2. Wait X amount of time (sometimes years) until this specific mating pair has repeated mating.

3. Pull out, go somewhere else and lose your deposit all together.


As the breeder or the owner of a GSD, what is your personal opinion on this situation and line in the contact? 
Is this line of contract, presented with the situation described above fair to the buyer? 
Would it be fairer towards everybody if the buyer in only this case (no exceptions) would be allowed to receive his/her deposit back and go somewhere else to get a GSD?
(E.g. Cadillac dealership in Phoenix does not have certain car model available and will not have certain model available in the near future, do you think if it’s ok that buyer receives his deposit back and go to Cadillac dealership in San Antonio to by the certain car model he was looking for)?


Thank you all for your honest answers.


----------



## DJEtzel (Feb 11, 2010)

I've found with a few breeders it's clear that if you do not get the puppy needed (sex, sometimes color, drive/personality/etc.) from the litter you deposited on, that the deposit will be transferred OR refunded. 

With others they state it can be transferred, which I do feel is unfair, but I would think that if you talked to the breeder and explained your reasoning, they would let you have your deposit back after the litter you wanted did not produce what you needed, kwim?


----------



## Whiteshepherds (Aug 21, 2010)

The breeder we've use twice does not accept deposits but she will put you on a waiting list.
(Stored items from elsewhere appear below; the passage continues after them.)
PR #10105, opened 2022-02-08
Multi token payout poc

thelostone-mc:

### DIFF
--- a/app/grants/clr.py
+++ b/app/grants/clr.py
@@ -480,7 +480,12 @@ def predict_clr(save_to_db=False, from_date=None, clr_round=None, network='mainn
     debug_output = []
     clr_calc_start_time = timezone.now()
 
-    # one-time data call
+    # We could add a field to GrantCLR to track the token symbol and token amount
+    # If we have USD value of ERC-20, total_pot = (ERC-20 amount * USD value)
+    # Prediction is ran every three hours so it should be somewhat close to actual value
+    # On each prediction save value and percentage of total_pot to CLRMatch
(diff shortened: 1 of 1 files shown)


app/grants/clr.py
```diff
@@ -480,7 +480,13 @@ def predict_clr(save_to_db=False, from_date=None, clr_round=None, network='mainn
     debug_output = []
     clr_calc_start_time = timezone.now()
 
-    # one-time data call
+    # We could add a field to GrantCLR to track the token symbol and token amount
+    # If we fetch USD value of ERC-20, on this script we can get a value for total_pot = (ERC-20 amount * USD value)
+    # Prediction is ran every three hours so it should be updated regularly
+    # On each prediction save USD Value to prediction_curve
+    # When CLRMatch is created use (USD value from prediction curve) / total_pot(ERC-20 amount * USD value) to calculate percent of total_pot
+    # Use percent of total_pot to get # of ERC-20 tokens(UNI)
```
thelostone-mc, line 488: Makes sense as effective CLR would always be in DAI.
We could update the effective CLR to 
- do a lookup against the rate in token table
- convert that to DAI and sum it up 

Maybe instead of adding multiple fields, we just fk it to token table ? 

GrantCLR 
 - fk to Token 

Other changes where it might be worth adding a fk but maybe it's not needed cause this can be derived 
CLRMatch and GrantCLRCalculation
 - fk to Token ?

schultztimothy: Thats a great idea to use a fk to the Token table and Conversion rates 🚀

You pay for the puppy the day you pick it up.


----------



## selzer (May 7, 2005)

As a breeder, I take deposits only after puppies are on the ground. 

If I cannot provide the puppy at the proper time -- say two puppies die. Then I should return the deposit.

If I have the puppies available, but the buyer for one reason or another has decided not to purchase, too bad, deposit is non-refundable. 

Life happens, if something happens that makes this a really bad time to get a puppy, my deposit allows the buyer to transfer the deposit to another litter, but must be used within 18 months. 

Mostly though, I look at the deposit as a contract. Both parties are agreeing to conditions. I agree not to sell the puppy reserved for this buyer. They agree to buy it. If they back out, it means more work for me. 

I think most breeders are more than fair on how they handle deposits. Buyers just want it all. They want a slot on the waiting list, but they want their money back if it does not turn out as they had expected. When people back out on breeders, the common opinion is tough.


----------



## Dainerra (Nov 14, 2003)

you said you were 3rd on the list for a certain sex - why? Did you state you wanted a male (or female)? Does the breeder think that one sex would be better than you - IE you have a dominate male already and a female is just more likely to fit into your household? Any of those and others are valid reasons for the breeder.

Did you talk to the breeder before hand and say "I am only interested in this breeding. Your other dogs are nice, but this combo I feel is best suited for me" Why does it have to be this certain litter (nothing wrong with that,just curious). What if none of the puppies will fit into your lifestyle? Why are none of their other dogs worth looking at? 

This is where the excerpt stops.